# Connecting to a broken or cut fitting



## hroark2112 (Apr 16, 2011)

So I was just accused of stealing from another contractor on a job!!

Grading contractor broke the cleanout on a house. Instead of making them dig it up and getting it fixed properly, the job super let them fix it themselves. They jammed a piece of 3" in the pipe & duct taped it back together. Never told me about it and later told me I'm supposed to connect the addition to that line. I get it dug up, find the duct tape and stop working. I told them I had to get the whole thing dug up to the wye. They did most of the rest of the digging so they didn't have to pay me to do it. I charged $300 to replace the wye and was told that I'm stealing from the grading sub.

Um....no. He screwed up and tried to hide it. Then they built a house on top of it! 
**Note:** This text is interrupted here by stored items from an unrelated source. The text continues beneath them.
PR #339, opened 2026-09-17
Robust per-timepoint beads registration: quality scoring, repair fallbacks, and votefit seed correction

tayllatheodoro:
## Summary

Hardens `estimate-stabilization --method beads` for long timelapses. The estimator gains
a per-timepoint quality score, a layered fallback system (repair → sweep → polish) for
timepoints where the independent estimate fails, and an opt-in per-timepoint seed
self-correction ("votefit") that fixes whole-region failures no local fallback can reach.
Defaults are chosen so that existing configs run unchanged and bit-identically; every new
behavior is opt-in or triggered only where the previous behavior produced a failed
timepoint.

## Motivation

Validated across an 11-dataset zebrafish neuromast campaign (mantis, 144–848 timepoints
each). The failure modes this PR addresses were all observed in production:

- **Stale seeds**: a config `approx_transform` copied across acquisition epochs lands
  ~55+ voxels off; the matcher cannot bridge it and a whole dataset collapses
  (three datasets, medians 0.00–0.12 before / 0.4–0.8 after).
- **Mid-series drift and O3 excursions**: single timepoints or short runs where the
  stage/optics move faster than the seed can track (validated rescues 0.00 → 0.81–0.89).
- **Restart clobbering**: resubmitting the independent-estimate driver overwrote
  already-repaired timepoints and the journal resume then skipped them forever (227
  timepoints on one dataset).
- **Silent score staleness**: repair never persisted the score sidecar, so `.score`
  files could contradict the transforms on disk.

## What's in the change

**Scoring & QC**
- Per-timepoint quality score persisted as a `.score` sidecar and plotted; QC summary
  written as csv alongside the json.
- Flagging recalibrated; plausibility QC replaced by score gates.

**Fallback system** (runs only on flagged/failed timepoints)
- *Repair*: reseed a flagged timepoint from both neighbours, screen the flagged
  translation before reuse, seed repairs from consensus geometry.
- *Sweep*: score-gated per-timepoint parameter sweep, restrictable to the repair pass's
  failures; both fallbacks can run in competition (all five combinations exposed).
- *Polish*: an accepted repair re-seeds the cascade; pre-polish score recorded so each
  step is attributable; raised round cap for the worst timepoints.
- Config restructured under one `fallback_settings` block (default: repair alone).

**Votefit seed correction** (opt-in: `beads_match_settings.seed_correction_settings.mode: votefit`)
- Per-timepoint seed correction by bead-displacement voting; fixes region-wide seed
  drift that neighbour-reseeding cannot (signature: many repair attempts, failing
  fraction unchanged). Default `none` is bit-identical to current behavior.

**Robustness fixes**
- Restart no longer clobbers repaired timepoints (skip-existing on the independent path).
- Survive timepoints with too few beads; resume support; propagate the last good
  transform instead of the config seed; repaired transforms no longer break the settings
  yml; `edge_graph_settings.method` honoured; spectral matching exposed as an opt-in
  three-way cascade.

## Validation

- 11/11 campaign datasets registered end-to-end with this branch pinned; beads-score
  medians 0.72–0.83 on the hard datasets, zero timepoints below 0.2 after votefit.
- Votefit validated bit-for-bit against a parameter sweep on one dataset
  (0.000 → 0.545/0.385 on failed timepoints, good timepoints preserved).
- Bad-seed diagnosis and per-dataset consensus-seed recovery documented per dataset.
- Default-path regression: with all new settings at defaults, transforms are
  bit-identical to the pre-branch estimator on a reference dataset.

## Notes for reviewers

- `f30f354` duplicates the already-merged #296 (AntsRegistrationSettings fix) and will
  vanish on merge.
- Not included (stacked branches, pending their own validation): vote_icp, single-t
  touch-up, bootstrap/CPD, escalation loop.

### DIFF
--- a/biahub/core/graph_matching.py
+++ b/biahub/core/graph_matching.py
@@ -289,7 +289,7 @@ class GraphMatcher:
 
     def __init__(
         self,
-        algorithm: Literal["hungarian", "descriptor"] = "hungarian",
+        algorithm: Literal["hungarian", "descriptor", "spectral"] = "hungarian",
         weights: dict[str, float] | None = None,
         distance_metric: str = "euclidean",
         normalize: bool = False,
@@ -297,6 +297,9 @@ class GraphMatcher:
         cross_check: bool = False,
         max_ratio: float | None = None,
         metric: str = "euclidean",  # for descriptor matching
+        spectral_sigma: float = 3.0,
+        spectral_rel_cut: float = 0.5,
+        spectral_max_iter: int = 60,
         verbose: bool = False,
     ):
         self.algorithm = algorithm
@@ -314,6 +317,11 @@ class GraphMatcher:
         self.distance_metric = distance_metric
         self.normalize = normalize
         self.cost_threshold = cost_threshold
+
+        # Spectral-specific parameters
+        self.spectral_sigma = spectral_sigma
+        self.spectral_rel_cut = spectral_rel_cut
+        self.spectral_max_iter = spectral_max_iter
 
         # Common parameters
         self.cross_check = cross_check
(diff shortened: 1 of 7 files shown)


ieivanov:
## `estimate-stabilization` CLI changes in 3687140 — practical consequences

Commit 3687140 (on top of the cosmetic/type-hint cleanup in ded57de) makes four user-visible changes to `biahub estimate-stabilization`. Summary of what changes for people running it:

### 1. `--local` is replaced by `--cluster {slurm,local,debug}`
- **Breaking:** any script, Nextflow step, or shell history that calls `biahub estimate-stabilization --local` will now fail with "no such option". Use `--cluster local` instead. The default (`--cluster slurm`) is unchanged, so plain SLURM invocations are unaffected.
- **New:** `--cluster debug` runs every per-position job in-process in the foreground. This is what CI now uses (the `CI=true` env var forces debug), and it lets a Nextflow worker run one position without spawning submitit subprocesses. I verified this end to end on a synthetic two-position plate.
- `estimate-registration` and `stabilize` still use the legacy `--local` flag; migrating them is a follow-up.

### 2. SLURM memory request and job-ID log
- Memory is now requested as `slurm_mem = cpus × RAM-per-CPU` (matching `deskew` and the other processing commands) instead of `slurm_mem_per_cpu`. The total is the same, only the SBATCH directive differs, so an `--sbatch-filepath` override that sets `--mem-per-cpu` will still take effect via `sbatch_to_submitit`.
- Job IDs now go to `<output>/slurm_output/submitit_jobs_ids.log` (same filename as every other biahub command) instead of `job_ids_<timestamp>.log`. The file is **appended**, because the XYZ focus-finding path submits two stages (Z focus, then XY stack-reg) into the same folder. If you re-run into an existing output directory, the log will contain IDs from previous runs too.

### 3. Provenance file
- The command now writes `<output>/estimate_stabilization_settings.yml` containing the fully resolved `EstimateStabilizationSettings` it ran with (including defaults not present in your input config). This is the counterpart of the `biahub-<command>` metadata block the processing commands write into zarr attrs, and it lets you reproduce or audit which estimation settings produced a given set of `*_stabilization_settings/*.yml` transforms.

### 4. Failures now exit non-zero
- Previously, any error during transform evaluation or saving (for example `evaluate_transforms` refusing to run because there are fewer timepoints than `validation_window_size`) was caught, echoed, and swallowed. The command exited 0 with no `*_stabilization_settings/` output, and a downstream `stabilize` or Nextflow step would fail later on a missing input, far from the cause.
- Now the same message is echoed and the exception is re-raised, so the command exits non-zero with a traceback. **If you have pipelines that tolerated a "successful" estimate step with missing outputs, they will now stop at the estimate step instead.** That is the intended behaviour, but worth knowing when comparing against older runs.

ieivanov:
@tayllatheodoro along with your changes I also added a bit of cleanup to `biahub/estimate_stabilization.py` to align it with the style of the rest of the CLIs using the `biahub-cli-consistency` skill. Please take a look at [3687140](https://github.com/czbiohub-sf/biahub/pull/339/commits/36871407227d9997ddc0ba9f79b5507cb91ba8ad) to make sure it wouldn't introduce any breaking changes for you. Otherwise, I think this PR is good to merge.

ieivanov (approved):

I told them there's not enough pipe to connect to left, but I won't cut a fitting or connect to a broken fitting. GC thinks I'm just trying to profit from someone else's stupidity.


----------



## Tommy plumber (Feb 19, 2010)

I would have put in a 2-way c.o.

Hard to tell from the picture, but the cast iron looks a little thin.


----------



## justin (May 14, 2010)

hroark2112 said:


> So I was just accused of stealing from another contractor on a job!!
> 
> Grading contractor broke the cleanout on a house. Instead of making them dig it up and getting it fixed properly, the job super let them fix it themselves. They jammed a piece of 3" in the pipe & duct taped it back together. Never told me about it and later told me I'm supposed to connect the addition to that line. I get it dug up, find the duct tape and stop working. I told them I had to get the whole thing dug up to the wye. They did most of the rest of the digging so they didn't have to pay me to do it. I charged $300 to replace the wye and was told that I'm stealing from the grading sub.
> 
> ...


I have no problem telling a contractor that ," after this job I think we will go our own ways" dime a dozen man !!


----------



## hroark2112 (Apr 16, 2011)

This is my last job for them. They know this. 









A man can only be kicked so many times...

Yes, the cast is thin. Was a pain to get to a good section of pipe.


----------



## hroark2112 (Apr 16, 2011)

Oh, I couldn't put a TWCO in. This is where the addition is tied in. There's a CO on top of the santee. 

They'll never use this as a cleanout though. I put a cleanout in the new piping right at the crawlspace access.


----------



## JK949 (Mar 18, 2009)

"I also profit off some poor [email protected]'s bad luck too. This was just deception and poor workmanship."


----------



## Tymon (Mar 27, 2012)

hroark2112 said:


> so i was just accused of stealing from another contractor on a job!!
> 
> Grading contractor broke the cleanout on a house. Instead of making them dig it up and getting it fixed properly, the job super let them fix it themselves. They jammed a piece of 3" in the pipe & duct taped it back together. Never told me about it and later told me i'm supposed to connect the addition to that line. I get it dug up, find the duct tape and stop working. I told them i had to get the whole thing dug up to the wye. They did most of the rest of the digging so they didn't have to pay me to do it. I charged $300 to replace the wye and was told that i'm stealing from the grading sub.
> 
> ...


i wouldve charged 600.oo


----------



## Airgap (Dec 18, 2008)

Here's the formula......


Stupidity=Work...

Work=Profit...

Stupidity=Profit........:thumbsup:


----------



## Joeypipes 23 (Feb 2, 2011)

I think I would of used a wye and an 1/8th bend...mainly because PVC isn't allowed here for underground


----------



## TallCoolOne (Dec 19, 2010)

Joeypipes 23 said:


> I think I would of used a wye and an 1/8th bend...mainly because PVC isn't allowed here for underground


In my area Cast Iron should be outlawed for underground.


----------



## plbgbiz (Aug 27, 2010)

TallCoolOne said:


> In my area Cast Iron should be outlawed for underground.


:thumbup:

Same here.


----------